PR #992, opened 2023-10-05
Refactor manager cluster resource

annakhm:
Main changes:
1. Resolve provider host address, if needed, rather than relying on comparing host names in cluster config and in provider config
2. Rely on nodes IP version rather than host IP version, which is unknown when not specified in provider config
3. Refactor Read function to update only Computed fields in state

### DIFF
--- a/nsxt/resource_nsxt_manager_cluster.go
+++ b/nsxt/resource_nsxt_manager_cluster.go
@@ -102,71 +102,28 @@ func getClusterNodesFromSchema(d *schema.ResourceData) []NsxClusterNode {
 	return clusterNodes
 }
 
-func setNodesInSchema(d *schema.ResourceData, nodes []NsxClusterNode) error {
-	// Retrieve node credential from schema and set them in the nodeList element
-	// This is because the nodes are obtained using cluster client, and does not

----

#### Exercise details
The answer should be the exact lines running from the line containing "the nodeList element" to the last line of the entries, with nothing else.

#### Your solution
-	// Retrieve node credential from schema and set them in the nodeList element
-	// This is because the nodes are obtained using cluster client, and does not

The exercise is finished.